There’s no wind in space or on the moon, so there would be no need to calculate for windage at longer ranges. At 400 yards, wind at 10 miles per hour will blow an M16 bullet 21 inches off course—enough to miss a man-sized target. A lack of wind will make it easier to hit a target, at least in the horizontal axis.

Photo credit: Historical - Getty Images

Temperatures would prove to be another challenge. Engineers could probably develop a lubricant that operates within a 500-degree band, but Space Marines would need to be careful with their rate of fire.
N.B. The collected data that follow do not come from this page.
PR #899, opened 2024-10-29
Adding trailing backslash rule

aireilly:
Trailing backslashes in codeblocks break the openshift-docs Asciibinder build. Backslashes are only a problem in asciibinder when they come just before the end of a codeblock.

### DIFF
--- a/.vale/fixtures/OpenShiftAsciiDoc/TrailingBackslash/testvalid.adoc
+++ b/.vale/fixtures/OpenShiftAsciiDoc/TrailingBackslash/testvalid.adoc
@@ -1,0 +1,46 @@
+[source,terminal]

A gun already heated to 280 degrees Fahrenheit would start to have heat issues more quickly than one on Earth, including bullet propellant igniting in the chamber before the trigger is pulled (“cooking off”) and even melting rifle parts.

And then there’s a problem totally unique to the moon: moon dust. The dust, a fine coating of lunar soil found up to 60 miles above the moon’s surface, could get into a rifle’s internals and cause it to jam. The M16 is particularly vulnerable to jamming, and is even equipped with a dust cover to prevent dust, dirt, and sand from entering the weapon before it’s fired. How would you keep moon dust out of an M16 during combat?

For All Mankind does give the space M16s some thought. On the show, the rifles are white and silver, colors that let them blend in with the moon dust, and they’re equipped with collapsing stocks and optical sights.

Real M16s in the 1980s featured fixed stocks and lacked optical sights. Collapsing stocks would be more ergonomic for shooters in large, bulky spacesuits. The raised optical sight, meanwhile, would be easier for an astronaut in a space suit to use, but a laser sight would allow the space shooter to shoot accurately without aiming.

Our reality has been spared a world with space rifles, but with the establishment of the Space Force and the increasing militarization of space, it seems inevitable that small arms will eventually make their way into space and beyond.